What is a Galaxy Schema?

Answer

A

A Galaxy Schema contains two fact table that shares dimension tables. It is also called Fact Constellation Schema. The schema is viewed as a collection of stars hence the name Galaxy Schema.

Question 10

Q

What is a Star Cluster Schema?

Answer

A

Star cluster schema contains attributes of Start schema and Slow flake schema.

Question 11

Q

What is Cardinality?

Answer

A

In the context of ERD, cardinality refers to the count of instances that are allowed or necessary between entity relationships. How many rows are needed from one entity before it can be linked to another entity.

Two types:
Minimum - The minimum number of instances that are required in the relationship
Maximum - The maximum number of relationships required in the relationship.

Question 12

Q

What is Network Density?

Answer

A

The “Network Density” metric is commonly calculated as the number of actual possible connections divided by the number of possible connections. There are 9 actual connections and 56 possible connections in the example data, resulting in a Network Density value of .1607 which depending on the context could be considered to be low or high.

Question 13

Q

What is Network Centralization?

Answer

A

The “Network Centralization” metric tells us how “centered” the network is around the member(s) of the network with the highest number of connections. In a network with three members, this metric is of little value – but in a network with thousands or millions of connections, knowing the people or persons the network is centralized around is meaningful to our understanding of the network.
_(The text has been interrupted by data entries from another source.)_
PR #10752, opened 2018-08-10
Fix DateTime leak and add override intent checking

### LINKED ISSUE #7894: Leaks from DateTime standard module
### Summary of Problem
Usage of the DateTime module can lead to leaking ``TZInfo``-inheriting classes. Existing tests allocate a ``TZInfo`` and pass it to some ``DateTime`` method or initializer. Should ``DateTime`` records be responsible for deleting these classes? What if the record is copied?

The following tests leak:
- [ ] [testDatetimeTZ.chpl](https://github.com/chapel-lang/chapel/blob/master/test/library/standard/DateTime/testDatetimeTZ.chpl)
- [ ] [testTimezone.chpl](https://github.com/chapel-lang/chapel/blob/master/test/library/standard/DateTime/testTimezone.chpl)
- [ ] [testTimezoneConversions.chpl](https://github.com/chapel-lang/chapel/blob/master/test/library/standard/DateTime/testTimezoneConversions.chpl)

mppf:
Resolves #7894.

In investigating #7894, I eventually learned that the memory leak is due
to an inconsistent intent on an overridden method.

The issue is that fromutc had `in` intent in the TZInfo class but was
overridden to use default intent. That confused the compiler, since the
`in` intent now happens at the call site. The compiler ran the copy at
the call site (per the `in` intent) but the virtual method chosen didn't
delete the formal temp, leading to the memory leak.

This PR fixes that problem by making TZInfo.fromutc use the blank intent.

Then, it adds a compiler error for overriding when the intent doesn't
match and adds an ~~~exhausting~~~ exhaustive test of overridden intents.
Note that the error might be that an override isn't found (with
--override-checking) or an error from the new checking, depending on what
the compiler considered to be a "match".

- [x] full local testing

### DIFF
--- a/compiler/resolution/virtualDispatch.cpp
+++ b/compiler/resolution/virtualDispatch.cpp
@@ -330,11 +330,12 @@ static void checkIntentsMatch(FnSymbol* pfn, FnSymbol* cfn) {
     ArgSymbol* ca = cfn->getFormal(i);
 
     if (pa->originalIntent != ca->originalIntent) {
-      USR_FATAL_CONT(cfn, "%s.%s conflicting intent for argument '%s'",
+      USR_FATAL_CONT(cfn, "%s.%s conflicting intent for argument '%s' "
+                          "in overriding method",
                            ct->symbol->name, cfn->name, ca->name);
-      USR_FATAL_CONT(pa, "this function uses %s",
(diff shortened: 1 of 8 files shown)


daviditen:
Sounds good, thanks!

In the data driving my implementation, Jane is involved in four of the nine transactions which would be commonly calculated as (4 / 9) = .444. This would be considered a high value in most cases, so you could say that the total network is highly centralized (around Jane).

Question 14

Q

What is Network Homophily?

Answer

A

The “Network Homophily” metric describes the degree that connected nodes share similar characteristics - i.e. are connected nodes largely alike? The richer the source data is, the more important and interesting this metric can be as the row count increases. This metric is of particular interest to marketers.

Question 15

Q

What is “In Degree”?

Answer

A

Switching to Node specific metrics; the “In Degree” metric is the count of in-coming connections to a Node from other nodes in the network. The “Out Degree” metric is the count of outgoing connections from a single node to other nodes in the network. These two metrics are often used to help analysts and marketers understand how “social” products within particular retail categories are with products in similar or different retail categories.

Question 16

Q

What is “Betweeness”?

Answer

A

The “Betweeness” metric helps us understand how important a particular node is to the overall “performance” of the network from the perspective of a particular metric or class of metrics. The example data describes connections through “Sales”. If Sally and Roger had made huge sales to each other or to Jane, removing Jane from the network would lower the “total value” of the network because Roger and Sally are in the network by virtue of their relationships to Jane.

Question 17

Q

What is “Closeness”?

Answer

A

The “Closeness” metric helps us understand how useful a given network member is for getting a message from outside the network circulated within the network as soon as possible. If an outside person wanted to circulate a message within the network described in the example data, the go-to person is Jane because she is directly connected (one hop away) to five other network members, who in turn are a hop away from the remaining network members (Roger and Ken).

Question 18

Q

What us “Eigenvector Centrality”?

Answer

A

The “Eigenvector Centrality” metric explains the degree to which a given node is connected to the most important node in the network. In a given network, an “introverted” member with low “in degree” and “out degree” metrics and has little or no “betweenness” or “closeness” could in fact be quite important due to its influence on members who are very well connected. If Jane is heavily influenced by Sally’s purchasing recommendations, Sally’s role in shaping the profile of the network is important given Jane’s position in the network as the most important buyer in the network.